Ich glaube es klappt mit gar nichts.


----------



## Andy19 (19. Mai 2011)

chbdiablo schrieb:


> Ich glaube es klappt mit gar nichts.


Naja, laut Lösungsbuch sollte er auf Schweineaugen/ -herz reinfallen. Nekker und Rind funktionieren nicht. Ich kenne nur den einen Metzger direkt in Flotsam, aber der hatte nur Rind.

2. Frage 
Dymitri (Trollquest) hat nachdem man ihn getötet hat ein Schlüsssel zum Banditenversteck dabei.

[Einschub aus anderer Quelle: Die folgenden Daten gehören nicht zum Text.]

PR #5158, opened 2026-01-07
harpy gasp when pollutant gases are present

cmorley191:
## About the PR

Harpies now gasp when certain thresholds of "bad" gases are present in the room:

| Gas | Harpies Now Gasp At | Other Species (not changed) |
| --- | --- | --- |
| CO2 | 0.4%+ | gasp at 1.1%+ |
| Plasma, Trit | 0.6% | do not gasp |
| Frezon, Miasma | 1.1% | do not gasp |
| Water Vapor | 4% | do not gasp |
| Nitrous Oxide | do not gasp | do not gasp |

The community is already aware of a "harpies are sensitive to air quality" feature. This PR just implements it in a proper/consistent/predictable/intuitive way, instead of it being based on a finicky, misunderstood bug that we should remove in https://github.com/DeltaV-Station/Delta-v/pull/5157

## Why / Balance

I think most harpy players are happy with the existing air quality limitation; it makes for a good RP challenge. 

Harpies have a breathing mask and emergency o2 tank in their survival box that provide protection from pollutants in a pinch. They can also ask atmos players to install extra air scrubbers in rooms that they spend a lot of time in if gases become a problem (e.g. medbay, the kitchen, etc.)

## Technical details

Made the gases cause anti-respiration just like CO2 already does.

The rate of asphyxiation damage caused by these gases is proportional to the values set in the code, and the thresholds in the table above which I found through testing.

So, e.g. harpies will take ~3x the asphyxiation damage that a human would at poisonous CO2 levels (e.g. 1.5%).

## Requirements

## Breaking changes

**Changelog**

:cl:
- add: Harpies are now reliably more sensitive to pollutant gases than other species. For example, 0.4% of CO2 will make harpies start gasping, while humans are okay up to 1.1% CO2

### DIFF
--- a/Resources/Prototypes/_DV/Body/Organs/harpy.yml
+++ b/Resources/Prototypes/_DV/Body/Organs/harpy.yml
@@ -12,14 +12,13 @@
   - type: Organ
     slotId: lungs
   - type: Metabolizer
-    updateInterval: 2.0
     removeEmpty: true
     solutionOnBody: false
     solution: "Lung"
-    metabolizerTypes: [ Human ]
+    metabolizerTypes: [ Harpy ]
     groups:
     - id: Gas
-      rateModifier: 200.0
+      rateModifier: 100.0
   - type: SolutionContainerManager
     solutions:
       organ:
--- a/Resources/Locale/en-US/_DV/metabolism/metabolizer_types.ftl
+++ b/Resources/Locale/en-US/_DV/metabolism/metabolizer_types.ftl
@@ -1,2 +1,3 @@
 metabolizer-type-feroxi = Feroxi
 metabolizer-type-feroxi-dehydrated = Dehydrated Feroxi
+metabolizer-type-harpy = Harpy
--- a/Resources/Prototypes/Reagents/Consumable/Drink/drinks.yml
+++ b/Resources/Prototypes/Reagents/Consumable/Drink/drinks.yml
@@ -493,6 +493,11 @@
         ratios: # DeltaV no duplicating O2 >:3
           CarbonDioxide: 0.5
           WaterVapor: -1.0
+      - !type:Oxygenate # DeltaV - Harpy sensitive to air quality
+        conditions:
+        - !type:MetabolizerTypeCondition
+          type: [ Harpy ]
+        factor: -1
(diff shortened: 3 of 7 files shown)


Resources/Prototypes/_DV/Body/Organs/harpy.yml
```diff
@@ -12,14 +12,13 @@
   - type: Organ
     slotId: lungs
   - type: Metabolizer
-    updateInterval: 2.0
```
cmorley191, line 15: This:

```
updateInterval: 2.0,  rateModifier: 200.0
```

has exactly the same metabolic rate (200 / 2 = 100u per second) as this:

```
updateInterval: 1.0,  rateModifier: 100.0
```

so this change basically does nothing. But there could be edge cases (like the original harpy gasping bug) that I really think we need to avoid so we don't have to be worrying about them -- that's why I think we should just have this inline with the other species' 100.0/1.0

cmorley191:
Oh. @PureBreadBagel am I stepping on your toes by making guidebook changes?

I'm unaware of how we manage the guidebook -- is it like maps where only one person is supposed to be changing it at a time?

I don't mean to interfere with your changes at all; this thought just occurred to me after reading your comment in the other PR.

FaintSpeaker:
peanut posting because I can provide a little insight 

> is it like maps where only one person is supposed to be changing it at a time?

this is only the case for maps because maps can't be git merged effectively, so if there's a merge conflict one of the two map changes will have to be re-done.

Guidebooks are text files so it's just a matter of resolving merge conflicts if two people edit the same file - but that doesn't usually require re-doing large swaths of work like you would for mapping.

PureBreadBagel:
@cmorley191
Honestly don't worry about it. Your PR will merge way before I even push out V2 of my guidebookagloo.
But if you're talking about the current one I made during porting the crashcart, you should also be good as well, as you'll overwrite the file when it gets pushed.

Cepelinas1:
direction review soon (somehow)

Vapetastic-Gaming:
Approved by direction

ShepardToTheStars (approved):

PR #5166, opened 2026-01-08
Redrock Spawn Distance Increase

ShepardToTheStars:
## About the PR

Increased VGroid another 200m out while we debug the issue of redrock spawning inside the station.

## Why / Balance

Bandaid Fix as we cannot reliably reproduce this issue.

## Requirements

## Breaking changes

**Changelog**

:cl:
- tweak: Redrock spawns a bit further out until we can figure out why its spawning inside the station.


Toby222 (approved):
Merging without testing, I'm gonna trust that just bumping those numbers doesn't break anything

PR #5180, opened 2026-01-10
Migrate Chronic Pain to the New Status Effect System

### LINKED ISSUE #5084: Chronic Pain not properly suppressed by Soretizone
## Description
The chronic pain shader is briefly displayed roughly once a second after taking Soretizone.

**Reproduction**
1. Spawn your favorite Urist
2. Give them the PainComponent
3. Debug->Control Mob
4. Take Soretizone and observe

ShepardToTheStars:
## About the PR

* Migrated the chronic pain condition to the new status effects system.
* Tweaked pain suppression and anxiety meds popup sizing so its smaller when things are good, but larger as its wearing off.
* Fixed Chronic Pain's shader being buggy and continuously pulsing. (Fixes #5084)
* Certain painkillers are actually better than others now.
  * THC: Lasts Lasts ~4.1 minutes per 5u
  * Stubantazine: Lasts ~8.3 minutes per 5u
  * Soretizone: Lasts 12.5 minutes per 5u
  * Agonolexyne: Lasts 25 minutes per 5u

## Why / Balance

We need to move to the new status effects system and I started debugging why the overlay was bugged and pulsing, and just ended up fixing it by re-writing and migrating it.

## Technical details

I re-wrote mostly everything.
* We don't need the Entity Effects anymore since we're only using the new status effect system.
* Combined the clientside overlay system into the main clientside system - We didn't need both.
* Re-organized and renamed everything from generic "Pain" systems to "ChronicPain" because thats exactly what it controlled.

How it works now is:
- If you have the chronic pain component, you will experience chronic pain symptoms. The only way to get rid of the symptoms is to gain the ChronicPainSuppressed status condition, which will make the new systems get rid of your chronic pain effects.
 
## Media

Looks the same but also, no pulsing when suppressed.

https://github.com/user-attachments/assets/533a1520-605b-4ee4-8134-9ddc6d45bf4e

## Requirements

## Licensing

- [x] I confirm that I am the creator of the content in this PR, and allow licensing it under the following license(s), or that the original author has given me permission to do so:
  - [x] MIT (https://github.com/DeltaV-Station/Delta-v/blob/master/LICENSE-MIT.txt)
    

## Breaking changes

I basically re-wrote chronic pain to only use the new status effects.

**Changelog**

(The re-write doesn't need to be in the changelog)

:cl:
- tweak: Certain painkillers are more long-lasting than others, based on how strong they are.
- tweak: Players with the chronic pain trait start with ~5 minutes of suppressed pain before they start feeling the effects. 
- fix: Fixed chronic pain's effects from pulsing continuously.


MilonPL:
finally…

i think i was high when making this btw, i dont remember much

Content.Shared/_DV/ChronicPain/EntitySystems/SharedChronicPainSystem.cs
```diff
@@ -0,0 +1,120 @@
...
+    public static readonly EntProtoId ChronicPainStatusEffect = "StatusEffectChronicPainSuppressed";
+
+    public override void Initialize()
+    {
+        SubscribeLocalEvent<ChronicPainComponent, MapInitEvent>(OnMapInit);
+        SubscribeLocalEvent<ChronicPainComponent, ComponentInit>(OnChronicPainInit);
+        SubscribeLocalEvent<ChronicPainComponent, ComponentShutdown>(OnChronicPainShutdown);
+        SubscribeLocalEvent<ChronicPainComponent, LocalPlayerAttachedEvent>(OnPlayerAttached);
+        SubscribeLocalEvent<ChronicPainComponent, LocalPlayerDetachedEvent>(OnPlayerDetached);
+    }
```
MilonPL, line 30: must call base moment

MilonPL:
i am high when reviewing this too fyi but i cant spot anything obviously wrong other than this nitpick

Content.Shared/_DV/ChronicPain/EntitySystems/SharedChronicPainSystem.cs
ShepardToTheStars: oh, right. Good catch.

Content.Client/_DV/ChronicPain/Overlays/ChronicPainOverlay.cs
```diff
@@ -1,36 +1,31 @@
...
-        _painShader = _prototype.Index(_shaderProto).Instance().Duplicate();
+        _painShader = _prototype.Index(_shaderProto).InstanceUnique();
     }
 
     protected override bool BeforeDraw(in OverlayDrawArgs args)
     {
-        if (_player.LocalEntity is not { Valid: true } player
-            || !_entity.HasComponent<PainComponent>(player))
-        {
+        if (_player.LocalEntity is not { Valid: true } player)
```
Toby222:
```suggestion
        if (_player.LocalEntity is not { Valid: true })
```

Content.Shared/_DV/ChronicPain/Components/ChronicPainComponent.cs
```diff
@@ -59,7 +52,7 @@ public sealed partial class PainComponent : Component
     /// Minimum time between pain popups in seconds
     /// </summary>
     [DataField]
-    public float MinimumPopupDelay = 1f;
+    public float MinimumPopupDelay = 5f;
```
Toby222: If we're already refactoring this, we should make this and MaximumPopupDelay `TimeSpan` as well, and drop the "in seconds" part

Content.Shared/_DV/ChronicPain/EntitySystems/SharedChronicPainSystem.cs
```diff
@@ -0,0 +1,122 @@
...
+
+    protected virtual void OnPlayerDetached(Entity<ChronicPainComponent> entity, ref LocalPlayerDetachedEvent args)
+    {
+        // Used by the client to get rid of the overlay
+    }
+
+    protected void ShowPainPopup(Entity<ChronicPainComponent> entity)
+    {
+         // Don't notify
```
Toby222: One space too much
```suggestion
        // Don't notify
```

Resources/Locale/en-US/_DV/traits/traits.ftl
```diff
@@ -19,16 +19,16 @@ trait-ultravision-desc = Whether through custom bionic eyes, random mutation,
...
 trait-hushed-name = Hushed
 trait-hushed-desc = You are unable to speak louder than a whisper.
 
 trait-uncloneable-name = Uncloneable
 trait-uncloneable-desc = You cannot be cloned.
 
-trait-inpain-name = Chronic pain
-trait-inpain-desc = You’re constantly in discomfort. You need painkillers to function.
+trait-chronic-pain-name = Chronic pain
+trait-chronic-pain-desc = You're constantly in discomfort. You need painkillers to function.
```
Toby222, line 31: I don't fault you for removing it, but technically the `’` is more correct than the `'`
(No need to change back I just noticed this and looked up the history of the symbol :3)

Resources/Prototypes/Reagents/narcotics.yml
```diff
@@ -222,6 +222,10 @@
           reagent: THC
           min: 0.25
       - !type:SuppressAddiction
+      - !type:ModifyStatusEffect # suppresses chronic pain mildly
+        effectProto: StatusEffectChronicPainSuppressed
+        time: 25 # 4.16 minutes of pain suppression per 5u (5u / 0.5 * 25 / 60)
```
Toby222, line 227: I do not understand that formula
5u / 0.5 minutes * 25 seconds / minute?

Toby222 (changes requested):

Resources/Prototypes/Reagents/narcotics.yml
ShepardToTheStars: Because things get kind of weird with the metabolism rates, the formula is:

`5u / [metabolism rate] * [time added per tick] / 60 seconds = X minutes of pain suppression`

* 5u takes 10 metabolism ticks to process (0.5u processed per tick).
  * Because the effect is `type: Add`, every time the metabolism tick happens, it adds that much time to the Suppression status effect
* So `5u / 0.5u/tick = 10 (metabolism) ticks` and `10 ticks * 25 seconds = 250 seconds` added of pain suppression time (or 4.16 minutes when you divide by 60)

Because our other pain suppression meds process at 0.01 or 0.02 (and interact badly with other pain suppressants and achohol), I didn't want to change those metabolism rates. Instead, you have to change the formula since `5u / 0.01 = 500 (metabolism) ticks`, so we need to adjust the amount of pain suppression status effect time added. Soretizone added 1.5 seconds per 0.01, so that totals to `500 ticks * 1.5 seconds = 750 seconds` of pain suppression. 

Originally, I thought `scale` would handle it but the metabolism rate *is* the scale, so in THC's case, if you have 0.25u to be metabolized instead of 0.5u, the scale will be 50% of a normal metabolism tick.

Resources/Locale/en-US/_DV/traits/traits.ftl
ShepardToTheStars: Good, cause my editor points out uncommon unicode characters that are probably relics of strings being copy/pasted from word editors. :P

image

Content.Shared/_DV/ChronicPain/Components/ChronicPainComponent.cs
ShepardToTheStars: Fixed, though it gets a bit roundabout, because RobustRandom can't do a random number of seconds between two given TimeSpans.

```c#
        var delay = RobustRandom.Next(entity.Comp.MinimumPopupDelay.Seconds, entity.Comp.MaximumPopupDelay.Seconds);
        entity.Comp.NextPopupTime = _timing.CurTime + TimeSpan.FromSeconds(delay);
```

ShepardToTheStars:
@Toby222 Questions answered and changes made.

Content.Shared/_DV/ChronicPain/EntitySystems/SharedChronicPainSystem.cs
```diff
@@ -0,0 +1,122 @@
...
+        var effects = dataset.Values;
+        if (effects.Count == 0)
+            return;
+
+        var effect = RobustRandom.Pick(effects);
+        Popup.PopupPredicted(Loc.GetString(effect), entity, entity);
+
+        // Set next popup time
+        var delay = RobustRandom.Next(entity.Comp.MinimumPopupDelay.Seconds, entity.Comp.MaximumPopupDelay.Seconds);
+        entity.Comp.NextPopupTime = _timing.CurTime + TimeSpan.FromSeconds(delay);
```
FaintSpeaker:
```suggestion
        var delay = RobustRandom.Next(entity.Comp.MinimumPopupDelay, entity.Comp.MaximumPopupDelay);
        entity.Comp.NextPopupTime = _timing.CurTime + delay;
```

`Seconds` only returns the remaining seconds after accounting for minutes. If the TimeSpans were ever set to something like "00:01:00 to 00:01:30", it would disregard the minutes and roll between 00 and 30.

You can use `RobustRandom.Next(TimeSpan, TimeSpan)` to get a random TimeSpan in the range of min (inclusive) to max (exclusive).

ShepardToTheStars: Ill double check when I get home but I swore my IDE was saying that RobustRandom.Next(TimeSpan, TimeSpan) had an issue (after changing the component’s types )

Toby222 (commented):
Do not merge pending upcoming trait rework

Content.Shared/_DV/ChronicPain/EntitySystems/SharedChronicPainSystem.cs
Toby222: Even if RobustRandom did not work for this (it works just fine), it would still have to be TotalSeconds instead of Seconds :^)

ShepardToTheStars: Fixed. @FaintSpeaker was correct.

ShepardToTheStars:
> Do not merge pending upcoming trait rework

This shouldn't affect the upcoming trait rework, sans maybe renaming the component on the Chronic Pain trait.

ShepardToTheStars:
@Toby222 Ready for re-re-review.

Toby222 (approved):
Approved
Would be cool if there was a way to migrate the old to the new trait
If you can't think of one just merge yourself :^)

Wo ist es?


----------



## dnstw (19. Mai 2011)

Hallo

ich weiss es passt hier nicht ganz rein, aber kann mir wer bei dieser stelle weiterhelfen?

http://imageshack.us/f/577/wtfyr.jpg/

wenn ich das Medallion benutze, kommt ein Symbol mit einem Timer (sowie wenn mann Tränke oder Fähigkeiten benutzt). Dannach passiert nichts. Ich bin den Steinen mit dem Symbol gefolgt. 

kann mir wer helfen? danke!


----------



## JCFR (27. Juni 2011)

Ist eh egal. Verdresch halt den Geist - kommt das Gleiche bei rum!


----------



## Herbboy (27. Juni 2011)

dnstw schrieb:


> Hallo
> 
> ich weiss es passt hier nicht ganz rein, aber kann mir wer bei dieser stelle weiterhelfen?
> 
> ...



Wie heißt die Quest denn? Ist die aktiv? dann müsste ja der Kompass den weg weisen. Das mit dem Medallion ist wohl nur so ein "magsicher Punkt", das ist dann aber nicht unbedingt ein Teil der Quest.


----------



## Larry_C (27. Juni 2011)

Da bist du im Steinbruch - ich nehme an, das ist der Quest Baltimor´s Alptraum. Hast du dort den Schlüssel schon gefunden?


----------